I have a theory, though: The usual suspects are either insufficiently secure in their faith or insufficiently knowledgeable of theology to competently address provocative questions, and so retreat into carping and snarking as extremely weak substitutes for thought.
Myself, I would have thought the question "why are there no credible modern miracles" (my rewording of the OP) would be a rich topic for discussion. I guess I'm wrong.
cbayer
(146,218 posts)asked in all sincerity. That's why the OP has been so active in the thread.
Recognizing flamebait is something one learns with experience. It's not that hard to recognize and those that you label as "the usual suspects" get it.

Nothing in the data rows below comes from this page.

PR #460, opened 2025-01-31
Minor Fix tool push_to_hub

keetrap:
Fixed issue where passing the token directly in the `push_to_hub` function was not working.

### DIFF
--- a/src/smolagents/tools.py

I'll give you a few hints, then you can join the "usual suspects" who frequently do it in this group!
Post a question for which there is no answer or which scholars have been debating without conclusion for millennia and act like some should be able to answer it to your satisfaction.
When they can't, which you already knew, call them names. Use terms like "intellectual dishonesty", "cognitive dissonance", "childhood indoctrination" and "delusional". Extra points if you can get "sky fairy" in there somewhere.
Or just throw it out there, don't participate at all and watch the fun begin.
When you are called on your flamebait, start a thread in the clubhouse so that others can join in in attacking believers in general and DU believers specifically. Make sure to moan about how badly you have been treated.
See, it's easy!
MrModerate
(9,753 posts)Although you have highlighted something I didn't bring up originally, which is the snotty arrogance of the usual suspects.
cbayer
(146,218 posts)a diatribe about "the usual suspects".
How ironic.
MrModerate
(9,753 posts)They just don't look very good.
cbayer
(146,218 posts)I found your post about "the usual suspects" offensive because it made assumptions about individuals, with whom you apparently disagree, that were broad brush and inaccurate.
Since I was pretty sure you included me in the category you were describing, I decided to reply to you.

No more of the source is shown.